To do -> Counting only the lines below that contain the word "after", what is the total? Give it with no other words.

*** Block opens ***

PR #126, opened 2021-02-22
Update for DynUNet's changes and fix get_feature_maps issue

yiheng-wang-nv:
Fixes #106 and #128 .

**Description**
Due to the forward function's changes of DynUNet, this commit
update the corresponding places, as well as the loss calculation
for trainer.

In addition, the DiceCEloss has been implemented in MONAI, thus the
self-designed loss function part has also been updated.

Signed-off-by: Yiheng Wang <vennw@nvidia.com>

PR #131, opened 2021-02-26
Add new pipeline of DynUNet

yiheng-wang-nv:
Since the old tutorial notebook has many potential issues, recently I rewrite a new pipeline to place the old notebook. The work is still in process and I will submit a formal PR after finishing it.

To do list:

- inference script
- DDP support for large dataset, such as task 03, 07, 08 and 10 for decathlon.
- More doc strings.


yiheng-wang-nv:
This PR is closed in order to decouple with #126, I'll create a new branch for the new pipeline.

PR #138, opened 2021-03-13
BUG: MedNIST data partitioned differently for different seeds

adamaji:
Companion PR to https://github.com/Project-MONAI/MONAI/pull/1761 that fixes a similar issue. The data lists in this notebook are not partitioned in the same way depending on the random seed. Instead of using `np.random.random()` serially to select indices, choose all the indices at once based on one `np.random.shuffle`.


wyli (approved):
thanks!

PR #149, opened 2021-03-22
print number of successful tests

rijobro:
forgot to submit last commit earlier. prints number of successfully executed tests


wyli (approved):
thank you!

PR #205, opened 2021-04-29
Move the notebook to avoid runexample.sh error

YuanTingHsieh:
### Description
Need to do this otherwise the runexample.sh will try to use python to run this notebook directly

### Status
**Ready**

### Checks


wyli (approved):

rijobro:
Thanks. Presumably the more robust solution would be to change the `runexamples.sh` so that all entries like this:

```python
file in "3d_segmentation/ignite"/*train*
```

became this:

```python
file in "3d_segmentation/ignite"/*train*.py
```

PR #243, opened 2020-07-29
Update documentation.yml

stephencelis:
The upstream PR was merged so we can drop this step.


mluisbrown:
@stephencelis just an FYI that when adding the documentation workflow to the ReactiveSwift TCA fork I found I still needed the `chown` step, otherwise I would get permission errors. See [here](https://github.com/JamesIves/github-pages-deploy-action/issues/388)

I noticed that the documentation workflow here hasn't been run since this step was removed. You will probably have to add it back.

stephencelis:
@mluisbrown Seeing this now, thanks! Will revert.

PR #245, opened 2020-08-05
Restore original cancellation logic

stephencelis:
Xcode 12 beta 4 seems to have fixed all the problems we were seeing in beta 3, so we should be able to safely restore the old logic and we could maybe migrate to the new logic whenever we drop iOS 13 and macOS 10.15 support.

Also looks like GitHub already has beta 4 on its runners, so adding CI.


stephencelis:
Ah never mind on CI! Was looking at the wrong build number. Hopefully updated soon tho.

PR #249, opened 2020-08-10
Alert bug exploration

stephencelis:
A user encountered a bug here: https://forums.swift.org/t/how-to-show-alerts-from-two-actions-one-after-the-other/39214

This branch should hopefully fix!

### DIFF
--- a/Sources/ComposableArchitecture/SwiftUI/ActionSheet.swift
+++ b/Sources/ComposableArchitecture/SwiftUI/ActionSheet.swift
@@ -123,6 +123,11 @@ public struct ActionSheetState<Action> {
   public typealias Button = AlertState<Action>.Button
 }
 
+@available(iOS 13, *)
+@available(macCatalyst 13, *)
+@available(macOS, unavailable)
+@available(tvOS 13, *)
+@available(watchOS 6, *)
 extension ActionSheetState: CustomDebugOutputConvertible {
   public var debugOutput: String {
     let fields = (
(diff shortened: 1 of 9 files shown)


Sources/ComposableArchitecture/SwiftUI/ActionSheet.swift
```diff
@@ -105,6 +105,7 @@ import SwiftUI
 @available(tvOS 13, *)
 @available(watchOS 6, *)
 public struct ActionSheetState<Action> {
+  public let id = UUID()
```
stephencelis, line 108: I think it's safe to identify in this fashion.

Sources/ComposableArchitecture/SwiftUI/ActionSheet.swift
```diff
@@ -163,16 +163,11 @@ extension View {
     dismiss: Action
   ) -> some View {
 
-    let viewStore = ViewStore(store, removeDuplicates: { ($0 == nil) != ($1 == nil) })
```
stephencelis, line 166: This was the primary issue. Replacing alert state outright would consider the change a duplicate.

Sources/ComposableArchitecture/SwiftUI/ActionSheet.swift
```diff
@@ -127,23 +128,44 @@ public struct ActionSheetState<Action> {
 @available(macOS, unavailable)
 @available(tvOS 13, *)
 @available(watchOS 6, *)
-extension ActionSheetState: Equatable where Action: Equatable {}
+extension ActionSheetState: Equatable where Action: Equatable {
+  public static func == (lhs: Self, rhs: Self) -> Bool {
```
stephencelis, line 132: Have to do custom implementations of `Equatable`, `Hashable`, and `CustomDebugOutputConvertible` now to avoid the `UUID` being different in tests...maybe you have a better idea than hiding a UUID inside?

PR #251, opened 2020-08-10
Typo fixes

alskipp:
Just a couple of typos in the CaseStudies project.


alskipp:
Incidentally while looking through the CaseStudies project I made a few tweaks to replace closures with key paths, i.e.:

```
-              text: viewStore.binding(get: { $0.text }, send: BindingBasicsAction.textChange)
+              text: viewStore.binding(get: \.text, send: BindingBasicsAction.textChange)
```

Not sure how fussed you are about these cosmetic differences? I can make another PR with the amends if this would be useful.

Issue #253, opened 2020-08-13
IdentifiedArray Shuffle does not shuffle the ids


jeffersonsetiawan:
**Describe the bug**
IdentifiedArray.shuffled() doesn't shuffle the ids.

**To Reproduce**
Let say we have this struct and shuffle on the `items`, the ids order will not change.

```swift
struct Foo: Equatable, Identifiable {
    var id: Int
    var name: String
}

var items: IdentifiedArrayOf<Foo> = [
    Foo(id: 1, name: "A"),
    Foo(id: 2, name: "B"),
    Foo(id: 3, name: "C"),
    Foo(id: 4, name: "D"),
    Foo(id: 5, name: "E"),
]

items.shuffle()
print(items.ids) /// [1, 2, 3, 4, 5]
print(items.elements) /// Shuffled e.g. [id: 5, id: 3, id: 1, id: 4, id: 2]
```
The problem is when we want to remove by id, for example
```swift
items.remove(id: 2)
print(items.elements) // [id: 5, id: 1, id: 4, id: 2]
```
It will remove the id in the position before it got shuffled.

**Expected behavior**
the ids order change

**Screenshots**
![Screen Shot 2020-08-13 at 21 03 04](https://user-images.githubusercontent.com/14871122/90143936-62cbf780-dda8-11ea-9a72-8c84e3fc9f38.jpg)
As you can see in the screenshot, the removed item is with id 3, not 2

**Environment**
 - Xcode: 11.6
 - Swift:  5.2
 - OS: (13.6)

**Additional Info**
Current workaround: I uses this
```
items = IdentifiedArray(items.elements.shuffled())
```
Idea:
Implement shuffle method on the IdentifiedArray
```
public mutating func shuffle() {
        let idsAndElements = elements.shuffled().map { (id: $0[keyPath: id], element: $0) }
        ids = idsAndElements.map { $0.id }
        dictionary = Dictionary(idsAndElements, uniquingKeysWith: { $1 })
    }
```

stephencelis:
Hey @jeffersonsetiawan! Good find! I think your solution looks good and falls in line with other overloads we've had to define. Would you be able to submit a PR with a few tests?

jeffersonsetiawan:
Sure, I just tried that one too in my project, glad you suggest that as well, will try to do the unit test and make a PR, thanks for the suggestion @stephencelis !

PR #254, opened 2020-08-13
Add implementation of shuffle on IdentifiedArray

jeffersonsetiawan:
This PR fixed https://github.com/pointfreeco/swift-composable-architecture/issues/253

### DIFF
--- a/Tests/ComposableArchitectureTests/IdentifiedArrayTests.swift
+++ b/Tests/ComposableArchitectureTests/IdentifiedArrayTests.swift
@@ -195,4 +195,32 @@ final class IdentifiedArrayTests: XCTestCase {
       ], array)
 
   }
+  
+  func testShuffle() {
+    struct User: Equatable, Identifiable {
+      let id: Int
+      var name: String
+    }
+
+    var array: IdentifiedArray = [
+      User(id: 1, name: "Blob"),
+      User(id: 2, name: "Blob Jr."),
+      User(id: 3, name: "Blob Sr."),
+      User(id: 4, name: "Foo Jr."),
+      User(id: 5, name: "Bar Jr."),
+    ]
+    var lcrng = LCRNG(seed: 0)
+    array.shuffle(using: &lcrng)
+    XCTAssertEqual(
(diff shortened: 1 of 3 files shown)


Tests/ComposableArchitectureTests/IdentifiedArrayTests.swift
```diff
@@ -195,4 +195,32 @@ final class IdentifiedArrayTests: XCTestCase {
...
+        User(id: 1, name: "Blob"),
+        User(id: 3, name: "Blob Sr."),
+        User(id: 5, name: "Bar Jr."),
+        User(id: 4, name: "Foo Jr."),
+        User(id: 2, name: "Blob Jr.")
+      ],
+      array.elements
+    )
+    XCTAssertEqual([1, 3, 5, 4, 2], array.ids)
+  }
```
stephencelis, line 225: I think this will get things into building order:
```suggestion
  #if swift(>=5.2)
  func testShuffle() {
    struct User: Equatable, Identifiable {
      let id: Int
      var name: String
    }

    var array: IdentifiedArray = [
      User(id: 1, name: "Blob"),
      User(id: 2, name: "Blob Jr."),
      User(id: 3, name: "Blob Sr."),
      User(id: 4, name: "Foo Jr."),
      User(id: 5, name: "Bar Jr."),
    ]
    var lcrng = LCRNG(seed: 0)
    array.shuffle(using: &lcrng)
    XCTAssertEqual(
      [
        User(id: 1, name: "Blob"),
        User(id: 3, name: "Blob Sr."),
        User(id: 5, name: "Bar Jr."),
        User(id: 4, name: "Foo Jr."),
        User(id: 2, name: "Blob Jr.")
      ],
      array.elements
    )
    XCTAssertEqual([1, 3, 5, 4, 2], array.ids)
  }
  #endif
```

stephencelis:
Thanks again!

jeffersonsetiawan:
Thanks for the great reference and your help as well @stephencelis ! awesome library! 👍🏻

PR #256, opened 2020-08-17
Minor improvements of the Effect API 

maximkrouk:
I added some syntactic sugar to the Effect API.
Now reducers can use `.value(<some_action>)` instead of `.init(value: <some_action>)`

### DIFF
--- a/Sources/ComposableArchitecture/Effect.swift
+++ b/Sources/ComposableArchitecture/Effect.swift
@@ -56,6 +56,11 @@ public struct Effect<Output, Failure: Error>: Publisher {
   public init(error: Failure) {
     self.init(Fail(error: error))
   }
+  
+  /// Initializes an effect that immediately emits the value passed in.
+  ///
+  /// - Parameter output: The value that is immediately emitted by the effect.
+  public static func value(_ output: Output) -> Effect { .init(value: output) }
 
   /// An effect that does nothing and completes immediately. Useful for situations where you must
   /// return an effect, but you don't need to do anything.


maximkrouk:
The only change I made is

[_Sources/ComposableArchitecture/Effect.swift_]
```swift
+  /// Initializes an effect that immediately emits the value passed in.
+  ///
+  /// - Parameter output: The value that is immediately emitted by the effect.
+  public static func value(_ output: Output) -> Effect { .init(value: output) }
```

So the PR shouldn't cause build failures 😣

AlexisQapa:
Nice, I always been annoyed by the previous syntax. 
Bike-shedding incoming, what do you think of a bit more discoverable name like .send(Value) (to use the store convention) or .dispatch(Value)

maximkrouk:
I think `send` may look even nicer 🙂

mbrandonw:
Thanks for the PR. Yeah I think `.send` could be pretty nice. @stephencelis and I will discuss this today and get back to you.

> So the PR shouldn't cause build failures 😣

Yeah ignore any failures for now, Xcode is being very flakey with running tests for some reason. It's something we need to look into. Scroll to the bottom of these [logs](https://github.com/pointfreeco/swift-composable-architecture/commit/36caf89de4b11db52f3ce5a4fc044bf87017824d/checks/995460402/logs) to see it complaining of not being able to build an Objective-C module even though there is no objc code in this repo 😕

mbrandonw:
Hey @maximkrouk, we chatted about this today and we remembered why the API is the way it is. What we like about how it is right now is that there is only a single way to construct an effect of the following flavors:

* Synchronous value: `.init(value:)`
* Synchronous failure: `.init(failure:)`
* Synchronous result: `.result { }`
* Asynchronous single value: `.future { }`
* Asynchronous multiple values: `.run { }`

We purposely tried to stay away from coming up with lots of ways to do the same thing with these constructors. 

That's not to say they are the correct choices. They could probably be improved. I personally liked `.send`, however such a constructor is most appropriate on `Effect` when `Failure` is constrained to `Never`, and so it doesn't replace `.init(value:)`, and that means we are back to having multiple ways to construct the same thing.

So right now we are leaning towards not bringing this in.

maximkrouk:
> That's not to say they are the correct choices. They could probably be improved. I personally liked .send, however such a constructor is most appropriate on Effect when Failure is constrained to Never

Yes, `.send` may be more appropriate for effects with `Never` failure type, so it's not the best syntax here.

>  it doesn't replace .init(value:), and that means we are back to having multiple ways to construct the same thing.

Any factory method here will lead to duplicate ways of instantiating objects. But I believe that they bring a lot to ergonomics at the call site. Such methods as `.value` and `.failure` would fit the API with `.result` `.future` and `.run` methods (not the trailing closure stuff, but general static factory pattern). There is also an option to remove public initializers, but I don't think it's necessary, this duplication is minor and there are only two methods to duplicate.

Anyway it's easy to make an internal extension to use such syntactic sugar, but I still think it worth being a first-class citizen of TCA 🙂

hanneskaeufler:
Just to weigh in with one more opinion: I find `.init(value:)` to be kind of un-intuitive and I had quite some difficulty in finding out how to dispatch an action from the reducer. Now that I know it's kind of fine, but discoverability was an issue for me. `.send` was what I had typed in hoping for autocompletion to tell me I guessed right as well ... :)

stephencelis:
Hey @maximkrouk! Thanks again for opening this. We do think there's room to improve these APIs, especially before a major release, but I'd like to widen the discussion outside of this PR. Going to close this for now, but if you'd like to restart the conversation over on the discussions tab, please do! You can link to your implementation here and we can start gathering feedback and more alternatives.

maximkrouk:
Hi, I'm not sure if this topic needs a separate discussion thread, so I'll just note here, that I do always make an extension I sent [here](https://github.com/pointfreeco/swift-composable-architecture/pull/256#issuecomment-675115152), I didn't like that sync effects API is different from all of the other ones with static methods, so I still think `.value(_:Action)` is much more ergonomic

Issue #47, opened 2020-05-08
API for EnvironmentLess Stores


natemann:
Following along with creating Stateless and Actionless viewStores in [#43 ](https://github.com/pointfreeco/swift-composable-architecture/issues/43), what are the thoughts on extending `Store` and `Reducer` with functions where `Environment` is Void? I am finding that for most stores, I don't need an `Environment` object.

I think it would be nice to have, but could bloat TCA quite a bit as you would have extensions for 3 possible scenarios:
- Environment is Void
- LocalEnvironment is void (for scopes)
-GlobalEnvironment is void (for pullbacks)

stephencelis:
This is worth having a discussion about. Thanks @natemann!

Early on we played with some helpers for `Void` environments, but in practice we found that these `Void` environments almost always became struct environments with dependencies, and that the work to make this happen was less cumbersome if we started with empty struct environments to begin with:

- Fewer places to rename `Void` to `XyEnvironment` (a type alias can help here, but that's even more work you have to undo)
- Fewer things to change in `pullback` transformations and similar

This is why all of the examples in the repo define struct environments, _even_ if they don't have any dependencies.

Of course, these are just the trade-offs we've currently landed at, and depending on how someone builds an application and how much they modularize, I can see some applications having a _lot_ of small reducers with no dependencies benefitting from using `Void` for their environments.

One more helper is a reducer initializer that doesn't need to return `Effect.none`:

- `Reducer.init(_: (inout State, Action) -> Void) where Environment == Void`

natemann:
@stephencelis. I see your point. 

I was not really thinking about a reducer that does not have to return `Effect.none`. I have a few reducers that don't have an environment, but still return an `Effect`. Mostly just the `fireAndForget` kind.

Secondly, I feel that we can still have an `Environment` , but have a reducer that does not return an `Effect`. I'm thinking of something like Environment.currentDate that just returns the current time. 

I know this is a little off topic, but your last comment intrigued me. My thoughts on `Environment == Void` was to not have to write `environment: { _ in () }` in pullbacks and scopes.

stephencelis:
> I have a few reducers that don't have an environment, but still return an `Effect`. Mostly just the `fireAndForget` kind.

Worth noting that you'll still want to introduce an environment to supply this work if you want to write tests for those actions. We have a few examples of these kinds of tests in the demo apps. Voice Memos, for one, has some fire-and-forget effects in its audio recorder and audio player dependencies.

[...]

PR #257, opened 2020-08-17
Custom pullbacks for Void-State && Void-Environment reducers

maximkrouk:
Related to [that disscusion](https://github.com/pointfreeco/swift-composable-architecture/issues/47). I think it can be handy, but whether to do it first-class stuff or not is up to you 🙂
(_Tests I wrote are more like the proof of concept, they check if code is compiling and not crushing at runtime, but they don't follow dependency injection principles_)

### DIFF
--- a/Sources/ComposableArchitecture/Reducer.swift
+++ b/Sources/ComposableArchitecture/Reducer.swift
@@ -566,3 +566,104 @@ public struct Reducer<State, Action, Environment> {
     self.reducer(&state, action, environment)
   }
 }
+
+extension Reducer where State == Void {
+  /// Transforms a reducer that works on local state, action and environment into one that works on
+  /// global state, action and environment. It accomplishes this by providing 2 transformations to
+  /// the method:
+  ///
+  /// * A case path that can extract/embed a local action into a global action.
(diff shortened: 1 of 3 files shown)


maximkrouk:
For now, I use this workaround:
```swift
public protocol VoidProvider {
    var void: Void { get set }
}

extension VoidProvider {
    public var void: Void {
        get { () }
        set { }
    }
}

extension GlobalState: VoidProvider {}

...
localActionReducer.pullback(
    state: \.void,
    action: /GlobalAction.local
    environment: { $0 }
)

// Reducer<Void, LocalAction, GlobalEnvironment> -> Reducer<GlobalState, GlobalAction, GlobalEnvironment>
```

*** Block closes ***

Exercise answer -> 2